I'm trying to create a search engine for an inventory based site. The issue is that I have information inside bbtags (like in [b]test[/b] sentence, the test should be valued at 3, whereas sentence should be valued at 1).
Here is an example of an index:
My test sentence, my my (has a SKU of TST-DFS)
The Database:
|Product| word |relevancy|
| 1 | my | 3 |
| 1 | test | 1 |
| 1 |sentence| 1 |
| 1 | TST-DFS| 10 |
But how would I match TST-DFS if the user typed in TST DFS? I would like that SKU to have a relevancy of say 8, instead of the full 10..
I have heard that the FULL TEXT search feature in MySQL would help, but I can't seem to find a good way to do it. I would like to avoid things like UNIONS, and to keep the query as optimized as possible.
Any help with coming up with a good system for this would be great.
Thanks,
Max
But how would I match TST-DFS if the user typed in TST DFS?
I would like that SKU to have a relevancy of say 8, instead of the full 10..
If I got the question right, the answer is actually easy.
Well, if you forge your query a little before sending it to mysql.
Ok, let's say we have $query and it contains TST-DFS.
Are we gonna focus on word spans?
I suppose we should, as most search engines do, so:
$ok=preg_match_all('#\w+#',$query,$m);
Now if that pattern matched... $m[0] contains the list of words in $query.
This can be fine-tuned to your SKU, but matching against full words in a AND fashion is pretty much what the user presumes is happening. (as it happens over google and yahoo)
Then we need to cook a $expr expression that will be injected into our final query.
if(!$ok) { // the search string is non-alphanumeric
$expr="false";
} else { // the search contains words that are no in $m[0]
$expr='';
foreach($m[0] as $word) {
if($expr)
$expr.=" AND "; // put an AND inbetween "LIKE" subexpressions
$s_word=addslashes($word); // I put a s_ to remind me the variable
// is safe to include in a SQL statement, that's me
$expr.="word LIKE '%$s_word%'";
}
}
Now $expr should look like "words LIKE '%TST%' AND words LIKE '%DFS%'"
With that value, we can build the final query:
$s_expr="($expr)";
$s_query=addslashes($query);
$s_fullquery=
"SELECT (Product,word,if((word LIKE '$s_query'),relevancy,relevancy-2) as relevancy) ".
"FROM some_index ".
"WHERE word LIKE '$s_query' OR $s_expr";
Which shall read, for "TST-DFS":
SELECT (Product,word,if((word LIKE 'TST-DFS'),relevancy,relevancy-2) as relevancy)
FROM some_index
WHERE word LIKE 'TST-DFS' OR (word LIKE '%TST%' AND word LIKE '%DFS%')

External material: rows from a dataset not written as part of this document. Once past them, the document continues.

PR #1456, opened 2026-02-14
fix: Conditionally set repo rules as reproducible

mortenmj:
This allows the repository rules to use the remote repo content cache, which allows users who opt into that feature to avoid downloading files created by these repo rules when using remote execution. Output below shows external files fetched when building our internal kotlin libraries with and without this patch.

Before:
```shell
external # du -h -d1 | sort -h | grep rules_kotlin
4.0K    ./rules_kotlin++rules_kotlin_extensions+kotlin_build_tools_impl
4.0K    ./rules_kotlin++rules_kotlin_extensions+kotlinx_serialization_core_jvm
4.0K    ./rules_kotlin++rules_kotlin_extensions+kotlinx_serialization_json
4.0K    ./rules_kotlin++rules_kotlin_extensions+kotlinx_serialization_json_jvm
56K     ./rules_kotlin++rules_kotlin_extensions+com_github_jetbrains_kotlin
76M     ./rules_kotlin++rules_kotlin_extensions+com_github_google_ksp
83M     ./rules_kotlin++rules_kotlin_extensions+com_github_jetbrains_kotlin_git
```

After:

```shell
external # du -h -d1 | sort -h | grep rules_kotlin
4.0K    ./rules_kotlin++rules_kotlin_extensions+kotlin_build_tools_impl
4.0K    ./rules_kotlin++rules_kotlin_extensions+kotlinx_serialization_core_jvm
4.0K    ./rules_kotlin++rules_kotlin_extensions+kotlinx_serialization_json
4.0K    ./rules_kotlin++rules_kotlin_extensions+kotlinx_serialization_json_jvm
56K     ./rules_kotlin++rules_kotlin_extensions+com_github_jetbrains_kotlin
```

### DIFF
--- a/src/main/starlark/core/repositories/compiler.bzl
+++ b/src/main/starlark/core/repositories/compiler.bzl
@@ -62,7 +62,7 @@ def _kotlin_capabilities_impl(repository_ctx):
         return None
 
     return repository_ctx.repo_metadata(
-        reproducible = True
+        reproducible = True,
     )
 
 def _coerce_int(string_value):


src/main/starlark/core/repositories/compiler.bzl
```diff
@@ -19,6 +19,14 @@ def _kotlin_compiler_impl(repository_ctx):
         executable = False,
     )
 
+    # Bazel <8.3.0 lacks repository_ctx.repo_metadata
+    if not hasattr(repository_ctx, "repo_metadata"):
```
Bencodes, line 23: I believe there is a helper function floating around in one of the libraries for this.

mortenmj: @Bencodes we could use `bazel_features.external_deps.repo_metadata_has_reproducible`, which uses the current Bazel version to make the same determination. Is that the function you mean? I don't think there's any advantage to using it. If there's some other helper I haven't been able to find, I'd appreciate if you could point me to it.

mortenmj: @Bencodes ping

As you can see, in the first SELECT line, if the match is partial, mysql will return relevancy-2
In the third one, the WHERE clause, if the full match fails, $s_expr, the partial match query we cooked in advance, is tried instead.

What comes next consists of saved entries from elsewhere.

PR #1457, opened 2026-02-15
[maintenance] Remove unused bazel_deps from MODULE.release.bazel

agluszak:


MODULE.release.bazel
```diff
@@ -5,36 +5,12 @@ module(
...
-
 bazel_dep(name = "platforms", version = "0.0.11")
 bazel_dep(name = "bazel_skylib", version = "1.7.1")
 bazel_dep(name = "rules_java", version = "8.9.0")
 bazel_dep(name = "rules_android", version = "0.7.1")
 bazel_dep(name = "bazel_features", version = "1.39.0")
 bazel_dep(name = "bazel_lib", version = "3.1.0")
-bazel_dep(name = "protobuf", version = proto_module_version, repo_name = "com_google_protobuf")
-bazel_dep(name = "rules_cc", version = "0.0.16")
-bazel_dep(name = "bazel_worker_api", version = "0.0.10")
```
Bencodes, line 22: I assume these aren't needed because the entire worker is being compiled directly into the builder jar?

Bencodes: I'm now wondering if we should be including these as runtime dependencies on the builder so that we aren't explicitly coupling ourselves to worker versions. 

Moving away from pre-compiled releases would also address this.

agluszak: > explicitly coupling ourselves to worker versions

I'm not sure if there really are _worker_ versions. The proto itself that defines communication with worker [hasn't changed in two years](https://github.com/bazelbuild/bazel-worker-api/blob/main/proto/worker_protocol.proto). Version of the `bazel_worker_api` bazel_dep doesn't really matter. 

What we _are_ coupling ourselves to is the protobuf compiler version.

agluszak: I guess we could also switch away from protobuf-based communication to json-based... https://bazel.build/remote/creating#making-worker

Bencodes: The `bazel_worker` json impl. is misleading. Behind the scenes it's serializing protos to json, even if you use json based worker communication you are still coupled to protos.

agluszak: in either case, I think for now we can remove these bazel_deps from the release MODULE.bazel

agluszak: @Bencodes bump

I like to lower case everything and strip out special characters (like in a phone number or credit card I take everything out on both sides that isn't a number)

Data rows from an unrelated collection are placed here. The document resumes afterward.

PR #1465, opened 2026-02-25
Use BTAPI

agluszak:
What BTAPI is: https://kotlinlang.org/docs/build-tools-api.html

 ["[Build Tools API] should be the preferred way to work with Kotlin compiler when integrating Kotlin builds into different build systems."](https://github.com/JetBrains/kotlin/blob/master/compiler/build-tools/kotlin-build-tools-api/README.md)

Pulled out of https://github.com/bazelbuild/rules_kotlin/pull/1449

Includes migration of Kotlin/KSP/compiler artifacts to rules_jvm_external (most of the diff comes from `kotlin_rules_maven_install.json`), BTAPI runtime/toolchain plumbing, plugin payload handling. Explicitly excludes incremental compilation implementation, ic_tests, and compiler-argument-parsing generation changes ("capabilities").

BTAPI unlocks:
- kotlinc-driven sub-target incremental compilation
- possibility to use any kotlin compiler version within BTAPI compatibility range
- simplification of the internal plumbing
- general futureproofing

I removed a lot of code that either became dead with the removal of BazelK2JVMCompiler.kt or had been dead earlier.

Custom compiler version is now set by providing a btapi_impl.jar to the toolchain. See [examples/btapi_compat](https://github.com/bazelbuild/rules_kotlin/pull/1465/changes#diff-a934ff7bbba16b7672a538e99a76ee63651ebeacf263785011532ecf4d66bae7).

The reason why I made the switch to rules_jvm_external for dependency management is that btapi pulls in a lot of dependencies that need to have matching versions and resolving them manually is painful. With rules_jvm_external you can say which compiler version you want and have maven resolve the deps for you.


src/main/kotlin/io/bazel/kotlin/builder/tasks/KotlinBuilder.kt
```diff
@@ -82,7 +81,17 @@ class KotlinBuilder(
       STRICT_KOTLIN_DEPS("--strict_kotlin_deps"),
       REDUCED_CLASSPATH_MODE("--reduced_classpath_mode"),
       INSTRUMENT_COVERAGE("--instrument_coverage"),
-      BUILD_TOOLS_API("--build_tools_api"),
+      BUILD_TOOLS_IMPL("--build_tools_impl"),
```
agluszak: it should be enough to pass this with all transitive deps

src/main/kotlin/io/bazel/kotlin/builder/tasks/KotlinBuilder.kt
```diff
@@ -82,7 +81,17 @@ class KotlinBuilder(
...
+      KOTLIN_COMPILER_EMBEDDABLE("--kotlin_compiler_embeddable"),
+      KOTLIN_DAEMON_CLIENT("--kotlin_daemon_client"),
+      KOTLIN_STDLIB("--kotlin_stdlib"),
+      KOTLIN_REFLECT("--kotlin_reflect"),
```
agluszak: should be the same version

src/main/kotlin/io/bazel/kotlin/builder/tasks/jvm/BtapiPluginArguments.kt
```diff
@@ -0,0 +1,99 @@
...
+
+import org.jetbrains.kotlin.buildtools.api.arguments.CompilerPlugin
+import org.jetbrains.kotlin.buildtools.api.arguments.CompilerPluginPartialOrderRelation
+import kotlin.io.path.absolutePathString
+
+/**
+ * Converts typed BTAPI [CompilerPlugin] declarations into raw argument strings.
+ *
+ * Matches kotlin-build-tools-impl plugin argument formatting so the resulting
+ * arguments can be applied with [org.jetbrains.kotlin.buildtools.api.arguments.CommonToolArguments.applyArgumentStrings].
```
agluszak, line 27: this entire class will be removed when 2.4.0 is released as btapi will have the compatibility shims that are missing now

src/main/kotlin/io/bazel/kotlin/builder/tasks/jvm/BtapiCompilerCache.kt
```diff
@@ -0,0 +1,62 @@
...
+ * Caches BtapiCompiler instances keyed by toolchain specification.
+ *
+ * A worker process may serve requests from multiple Kotlin toolchains, so compilers
+ * must be selected and cached per request rather than fixed at worker startup.
+ */
+@OptIn(ExperimentalBuildToolsApi::class)
+class BtapiCompilerCache : AutoCloseable {
+  private val compilers = ConcurrentHashMap<ToolchainSpec, BtapiCompiler>()
+
+  fun get(spec: ToolchainSpec): BtapiCompiler = compilers.computeIfAbsent(spec, ::createCompiler)
```
ywett02: nit: what about making it `operator`?

src/main/kotlin/io/bazel/kotlin/builder/tasks/jvm/BtapiCompiler.kt
restingbull, line 1: BtapiCompiler seems entirely separate from the K2JVM version. How about it moves to a separate package and we can do a deprecate cycle on the K2JVM?

It would make the new api easier to understand.

kotlin/internal/jvm/jvm.bzl
```diff
@@ -530,17 +531,6 @@ DEPRECATED - please use `jar` and `srcjar` attributes.""",
 _kt_compiler_deps_aspect = aspect(
     implementation = _kt_compiler_deps_aspect_impl,
     attr_aspects = ["deps", "runtime_deps", "exports"],
-    attrs = {
-        "_jarjar": attr.label(
```
restingbull, line 534: You can still have plugins that compile against the non-namespaced version, which would still require jarjar

Pull this change out of the Btapi implementation -- let's just ship the btapi, with unittests, and then do the rules integration.

kotlin/internal/jvm/compile.bzl
```diff
@@ -213,7 +213,7 @@ def _new_plugins_from(targets):
         all_plugins[plugin.id] = plugin
 
     if plugins_without_phase:
-        fail("has plugin without a phase defined: %s" % cfgs_without_plugin)
```
restingbull: whoops. exhibit of why tests are important. :(

kotlin/internal/toolchains.bzl
```diff
@@ -188,6 +212,30 @@ _kt_toolchain = rule(
             `kt_abi_plugin_incompatible`""",
             default = False,
         ),
+        "internal_jdeps_gen": attr.label(
```
restingbull: This could be done before btapi. 

Also, should they be public?

kotlin/internal/toolchains.bzl
```diff
@@ -367,18 +418,19 @@ def define_kt_toolchain(
...
         visibility = ["//visibility:public"],
         jacocorunner = jacocorunner,
-        jvm_stdlibs = jvm_stdlibs if jvm_stdlibs != None else [
-            Label("//kotlin/compiler:annotations"),
-            Label("//kotlin/compiler:kotlin-stdlib"),
-        ],
-        jvm_runtime = jvm_runtime if jvm_runtime != None else [
-            Label("//kotlin/compiler:kotlin-stdlib"),
-        ],
+        build_tools_impl = build_tools_impl if build_tools_impl != None else Label("//kotlin/compiler:kotlin-build-tools-impl"),
```
restingbull: You do not need to add label here -- string will do fine. It's really on useful if you need to pin a target to a repository, and that should happen in the macro if necessary.

kotlin/internal/toolchains.bzl
```diff
@@ -121,17 +143,19 @@ _kt_toolchain = rule(
...
+            default = Label("//kotlin/compiler:kotlin-build-tools-impl"),
+        ),
         "debug": attr.string_list(
             doc = """Debugging tags passed to the builder. Two tags are supported. `timings` will cause the builder to
             print timing information. `trace` will cause the builder to print tracing messages. These tags can be
             enabled via the defines `kt_timings=1` and `kt_trace=1`. These can also be enabled on a per target bases by
             using `tags` attribute defined directly on the rules.""",
             allow_empty = True,
         ),
-        "experimental_build_tools_api": attr.bool(
```
restingbull, line 151: This needs a deprecation like the flag. Otherwise it's only half deprecated.

Makefile
restingbull, line 1: ... I'm honestly not sure why we still have this file.

src/main/kotlin/io/bazel/kotlin/builder/tasks/KotlinBuilder.kt
restingbull, line 1: It looks like most the new flags are "in addition to" -- this allows use to keep both pipelines intact while folks do testing and we can get a fairly smooth deprecation cycle. I believe it would fair simple to split the compilation in `Build.kt` and call KotlinJvmTaskExecutor or KotlinBtapiJvmTaskExecutor depending on the toolchain values.

src/main/kotlin/io/bazel/kotlin/builder/tasks/jvm/BtapiCompiler.kt
agluszak: Done: https://github.com/bazel-contrib/rules_kotlin/pull/1534/changes

src/main/kotlin/io/bazel/kotlin/builder/tasks/jvm/CompilationTask.kt
```diff
@@ -31,179 +30,28 @@ import io.bazel.kotlin.builder.utils.jars.SourceJarExtractor
...
-
-    if (options.isNotEmpty()) {
-      base64Encode("-P", *options) { enc ->
-        "plugin:${plugins.kapt.id}:apoptions=$enc"
-      }
-    }
-  }
-}
-
+@ExperimentalBuildToolsApi
```
ALikhachev: Should not it be `@OptIn` instead at the actual use place?

src/main/kotlin/io/bazel/kotlin/builder/tasks/BUILD.bazel
```diff
@@ -21,17 +21,18 @@ kt_bootstrap_library(
...
     deps = [
+        "//kotlin/compiler:kotlinx-coroutines-core-jvm",
         "//src/main/kotlin/io/bazel/kotlin/builder/toolchain",
         "//src/main/kotlin/io/bazel/kotlin/builder/utils",
         "//src/main/kotlin/io/bazel/kotlin/builder/utils/jars",
         "//src/main/kotlin/io/bazel/worker",
         "//src/main/protobuf:deps_java_proto",
         "//src/main/protobuf:kotlin_model_java_proto",
+        "@rules_kotlin_maven//:org_jetbrains_kotlin_kotlin_build_tools_api",
+        "@rules_kotlin_maven//:org_jetbrains_kotlin_kotlin_build_tools_compat",
```
ALikhachev: I'm not sure you need the compat artifact in the deps. It's only needed at runtime, but not at compile time

Makefile
agluszak: https://github.com/bazel-contrib/rules_kotlin/pull/1535

kotlin/internal/toolchains.bzl
agluszak: > Also, should they be public?

I think so. If you use a different btapi-impl jar, you should also use plugins matching that version

kotlin/internal/toolchains.bzl
agluszak: https://github.com/bazel-contrib/rules_kotlin/pull/1534 doesn't touch it

src/main/kotlin/io/bazel/kotlin/builder/tasks/KotlinBuilder.kt
agluszak: Done in https://github.com/bazel-contrib/rules_kotlin/pull/1534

Rather than try to create your own FTS solution, you could try to fit the MySQL FTS engine to your requirements. What I've seen done is create a new table to store your FTS data. Create a column for each different piece of data that you want to have a different relevance. For your sku field you could store the raw sku, with spaces, underscores, hyphens and any other special character intact. Then store a stripped down version with all these things removed. You may also want to store a version with leading zeros removed, as people often leave things like that out. You can store all these variations in the same column. Store your product name in another column, and the product description in another column. Create a separate index on each column. Then when you do your search, you can search each column individually, and multiply the rank of the results based on how important you think that column is. So you could multiply sku results by 10, title by 5 and leave description results as is. You may have to do a little experimentation to get the results you want, but it may ultimately be simpler than creating your own index.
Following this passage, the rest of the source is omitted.